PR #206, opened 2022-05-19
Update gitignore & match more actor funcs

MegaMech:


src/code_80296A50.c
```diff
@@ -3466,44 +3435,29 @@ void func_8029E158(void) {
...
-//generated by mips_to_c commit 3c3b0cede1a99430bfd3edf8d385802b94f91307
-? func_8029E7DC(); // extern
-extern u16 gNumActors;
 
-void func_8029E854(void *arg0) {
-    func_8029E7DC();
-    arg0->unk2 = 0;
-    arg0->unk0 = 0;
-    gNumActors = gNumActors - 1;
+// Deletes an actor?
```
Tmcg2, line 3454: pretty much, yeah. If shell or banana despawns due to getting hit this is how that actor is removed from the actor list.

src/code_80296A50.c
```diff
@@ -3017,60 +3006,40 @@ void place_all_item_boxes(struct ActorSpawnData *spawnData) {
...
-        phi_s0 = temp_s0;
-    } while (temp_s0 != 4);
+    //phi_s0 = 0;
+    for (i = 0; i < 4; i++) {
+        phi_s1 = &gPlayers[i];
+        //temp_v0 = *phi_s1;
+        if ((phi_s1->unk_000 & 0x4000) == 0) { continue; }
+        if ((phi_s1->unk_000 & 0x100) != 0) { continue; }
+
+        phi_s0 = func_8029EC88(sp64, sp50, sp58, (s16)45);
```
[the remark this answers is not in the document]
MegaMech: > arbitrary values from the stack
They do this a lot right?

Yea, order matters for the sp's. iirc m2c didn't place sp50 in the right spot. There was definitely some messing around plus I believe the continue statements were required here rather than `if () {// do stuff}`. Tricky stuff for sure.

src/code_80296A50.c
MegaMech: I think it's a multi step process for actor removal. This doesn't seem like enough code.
····················
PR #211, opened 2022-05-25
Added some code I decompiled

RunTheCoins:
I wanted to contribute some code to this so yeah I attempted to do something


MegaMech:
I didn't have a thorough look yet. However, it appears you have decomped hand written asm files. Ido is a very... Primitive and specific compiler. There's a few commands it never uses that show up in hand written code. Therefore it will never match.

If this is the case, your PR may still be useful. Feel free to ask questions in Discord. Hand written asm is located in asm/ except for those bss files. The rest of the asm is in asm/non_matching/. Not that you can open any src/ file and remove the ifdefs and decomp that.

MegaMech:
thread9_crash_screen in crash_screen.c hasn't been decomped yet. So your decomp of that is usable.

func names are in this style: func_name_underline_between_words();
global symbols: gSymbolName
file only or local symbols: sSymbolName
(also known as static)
····················
▸ How to complete this task: Of all the entries above, retype exactly the lines from the line with "MegaMech: > arbitrary values from the stack" to the line with "MegaMech: I think", both included, and no others.

▸ Answer box:
MegaMech: > arbitrary values from the stack
They do this a lot right?

Yea, order matters for the sp's. iirc m2c didn't place sp50 in the right spot. There was definitely some messing around plus I believe the continue statements were required here rather than `if () {// do stuff}`. Tricky stuff for sure.

src/code_80296A50.c
MegaMech: I think it's a multi step process for actor removal. This doesn't seem like enough code.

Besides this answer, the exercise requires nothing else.